Голод, конечно, после изъятия ценностей не прекратился, большевики же, по некоторым сведениям, положили в свой фонд сорок восемь миллиардов в золотых рублях. Сколько человек при этом было расстреляно, закопано живыми, утоплено в прорубях, удавлено, распилено пилами, зарублено топорами, замучено пытками, учету не поддается. Существует хорошее двухтомное издание «Новые мученики российские». Составлено М. Польским. Там, особенно в 1 томе, эти сведения имеются в достаточном и даже удручающем количестве.

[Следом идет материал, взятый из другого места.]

PR #181, opened 2026-08-06
Feature - Declare the S3RDMA ioctx and add backend integration seams

ran-yuan-rui:
## Summary

This PR declares the cuCascade interfaces needed by the S3RDMA backend. It does not implement the S3RDMA transport.

The transport implementation remains in Sirius. The non-constructible `s3rdma_ioctx` header links to the [detailed design document](https://github.com/sirius-db/sirius/blob/dev/experimental/s3-rdma-transport-design.md).

## Changes

- Add `io_context_type::s3rdma`.
- Add a non-constructible `s3rdma_ioctx` declaration.
- Add `rest::object_store_lister` and compose it into `rest_ioctx` behind the existing listing methods.
- Add `io_context_registry::replace_ioctx()`.
- Add `templated_ioctx::on_device_dispatch_failure()`.

### `replace_ioctx()`

cuCascade initially assigns `s3://` paths to the REST backend. When S3RDMA is selected, Sirius uses this API before the first path lookup to replace the REST registration with the S3RDMA checker and factory.

The replacement runs under the registry lock and leaves one explicit claimant for `s3://`. It changes registration metadata only; it does not create, stop, or migrate an I/O context.

### `on_device_dispatch_failure()`

`templated_ioctx` normally converts synchronous device-dispatch exceptions into errored futures. S3RDMA needs to check whether such a failure came from a sticky CUDA context error before returning it as a normal request failure.

The new protected hook provides that check point. Its default implementation is a no-op, so existing backends keep their current behavior.

## Testing

- Added registry replacement tests.
- Added dispatch-failure hook tests.
- Added listing capability tests.
- Full cuCascade test suite passes (`cucascade_io_tests` 113 → 134 cases).


ran-yuan-rui:
@aminaramoon @felipeblazing Please help to review and start to test

include/cucascade/io/object_store_listing.hpp
```diff
@@ -0,0 +1,57 @@
...
+#include <optional>
+#include <string_view>
+
+namespace cucascade::io {
+
+/// Listing capability of an object-store backend.  A glob / LIST layer
+/// depends on this interface, not a concrete ioctx type.  Listing is prefix
+/// resolution on the control plane; it is independent of how the data plane
+/// reads the resolved keys.
+class object_store_listing {
```
aminaramoon: reactors should definitely not extend this. this shold be a resource inside the reactor context, right ?

aminaramoon (changes requested):

include/cucascade/io/object_store_listing.hpp
ran-yuan-rui: Agreed on composition. Fixed in b1fc466. The interface has been removed, and the shared ListObjectsV2 logic now lives in rest::object_store_lister. rest_ioctx owns the lister and supplies rest_reactor::list_page; S3RDMA will supply its control-plane LIST call.
The lister stays on the ioctx because it operates over the reactor pool. reactor_context remains limited to resources shared by individual reactors.

aminaramoon (approved):

mbrobbel:
/ok to test [007cd44](https://github.com/NVIDIA/cuCascade/pull/181/commits/007cd4464f5736958c90585a52776613639cffc3)

PR #182, opened 2026-08-12
fix(data): order GPU representation reads after writers

kevkrist:
## Summary

This change orders GPU-table reads performed by `clone()` and `release_table()` after the
representation's recorded writer work, without host-synchronizing the consumer stream.

- Owned and view-backed GPU representations record a writer event during construction, including
  when the writer is the CUDA default stream.
- `clone()` waits for the source writer event on the clone stream before enqueueing its deep copy.
  The cloned representation records its own writer event and `clone()` may return while that stream
  is still pending.
- `release_table()` waits for the source writer event on the release stream before an owned table is
  handed off or a view-backed table is materialized. It may likewise return while the release stream
  is still pending.
- The API documentation now states the required device, stream, and source-lifetime preconditions.
- Regression tests cover default-stream event creation and gated producer ordering for both
  `clone()` and `release_table()`.

## Failure example: `clone()`

Assume a source allocation initially contains zeroes:

1. Producer stream **P** is paused, with a write of `0x5a` and source writer event **Wsrc** queued
   behind the pause.
2. Clone stream **C** calls `clone()` while **P** is still paused.
3. Before this fix, **C** could enqueue its copy without waiting for **Wsrc**, so the copy was free
   to read the old zeroes instead of `0x5a`.
4. With this fix, **C** first waits for **Wsrc**, then enqueues the copy and records the clone's own
   writer event **Wclone**.

The resulting dependency chain is:

```text
P: source write -> Wsrc
                    |
                    v
C:              source-to-clone copy -> Wclone
```

`clone()` remains asynchronous: it can return while **C** is pending. The caller must keep the
source alive and unmodified until the clone-stream work completes. A consumer of the clone must
wait for **Wclone** before reading it from another stream.

## Failure example: `release_table()`

Before this fix, `release_table()` could hand an owned table to another stream, or begin
materializing a view-backed table there, without ordering that stream after the producer. The
release stream could therefore observe stale or partially written source data.

The fixed path inserts a wait for the representation's writer event on the release stream before
the table is handed off or materialized. The operation remains asynchronous and does not
synchronize the release stream. For a view-backed representation, the external owner must continue
to keep the viewed allocations alive and unmodified until the queued materialization completes.

## Scope

This patch does not register clone work as an asynchronous `data_batch` reader, add a
`wait_until_ready()` API, change the mutable clone/`clone_to()` APIs, synchronize clone or release
streams, or add exception-path stream draining. Those lifetimes remain governed by the documented
caller preconditions.

### DIFF
--- a/include/cucascade/cudf/gpu_data_representation.hpp
+++ b/include/cucascade/cudf/gpu_data_representation.hpp
@@ -118,13 +118,15 @@ class gpu_table_representation : public idata_representation {
   std::size_t get_uncompressed_data_size_in_bytes() const override;
 
   /**
-   * @brief Create a deep copy of this GPU table representation.
+   * @brief Create an independently owned copy of this GPU table
    *
-   * The cloned representation will have its own copy of the underlying cuDF table,
-   * residing in the same memory space as the original.
+   * Orders the copy after the recorded writer event, or synchronizes the source device if no event
+   * is available. The copy uses this memory space's default allocator on @p stream, and the method
+   * synchronizes @p stream before returning. A stream with a non-null handle is recorded as the
+   * result's writer stream.
    *
-   * @param stream CUDA stream for memory operations
-   * @return std::unique_ptr<idata_representation> A new gpu_table_representation with copied data
+   * @param stream Stream on this representation's device used for the copy
+   * @return Independently owned copy in the same memory space
    */
   std::unique_ptr<idata_representation> clone(rmm::cuda_stream_view stream) override;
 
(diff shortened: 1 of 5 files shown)


mbrobbel:
/ok to test [e62614a](https://github.com/NVIDIA/cuCascade/pull/182/commits/e62614a216f14f9039e73c76c37214cfcd389730)

mbrobbel:
/ok to test [24496d8](https://github.com/NVIDIA/cuCascade/pull/182/commits/24496d8a149e4daba0d5fd566114a4518c12c4c1)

Видимо, это письмо было результатом одного из острейших приступов мозговой болезни В. И., его агрессивности, его бешенства. А вскоре, очень даже вскоре, начали размягчаться и отключаться участки мозга один за другим.
До революции в России было 360000 священнослужителей, 4 духовные академии, 58 семинарий, 1250 монастырей, 55173 православных церквей и 25000 часовен, 4200 католических храмов, 25000 мечетей, 6000 синагог и более 4000 молитвенных домов.
К концу 1919 года осталось в живых 40000 священников. В книгах о том времени против каждого имени — род его мученической кончины. Читаем: «утоплен», «исколот штыками», «избит прикладами», «задушен епитрахилью», «прострелен и заморожен», «изрублен саблями», а чаще всего «расстрелян». Причем встречается: «сам себе рыл могилу», «утоплен после долгих мучений», «после жестоких мучений»; встречаются пояснения, за что принял тот или иной служитель церкви лютую смерть: «за проповеди», «за колокольный звон», «за отказ сражаться в армии красных против сибирских войск». В 1921 году ликвидировано 722 монастыря. В 1922 году Соловецкий монастырь превращен в концентрационный лагерь.
После декрета об изъятии церковных ценностей прошли массовые процессы в ряде городов, показательные процессы в Москве и Петрограде. По суду расстреляно белого духовенства 2691, монашествующих мужчин — 1962, монахинь и послушниц — 3447.
Помимо этого, без суда погибло еще не менее 15 000 белого и черного духовенства.
Про отношение В. И. к русскому купечеству (следующий слой российской империи) нечего и говорить. Если еще и сейчас можно встретить иногда недорезанного дворянина (даже «Дворянское собрание» организовалось в Москве), если еще и в тридцатые годы и позже можно было встретить дореволюционного интеллигента (Ахматова, Зощенко, Пастернак, Корней Чуковский, Всеволод Рождественский и пр.), то купечество Владимир Ильич искоренил начисто, ни одного купца в России нет, как будто их никогда и не было.
На севере ловили семгу и навагу, добывали рябчиков (причем различали «ягодных» и откармливавшихся на древесных почках и на можжевельнике), глухарей, рыжики, клюкву, морошку (Пушкин перед смертью попросил моченой морошки, послали человека и тотчас же принесли), на Волге ловили стерлядь и осетров, на Каспии — тарань, воблу, в Сибири добывали соболей, кедровые орешки, золото, серебро; в средней полосе выращивали хлеб, лен, гречу, горох, вырабатывали вологодское масло. Невозможно и перечислить, чем богата, изобильна была Россия, и все это должно было перемещаться с места на место.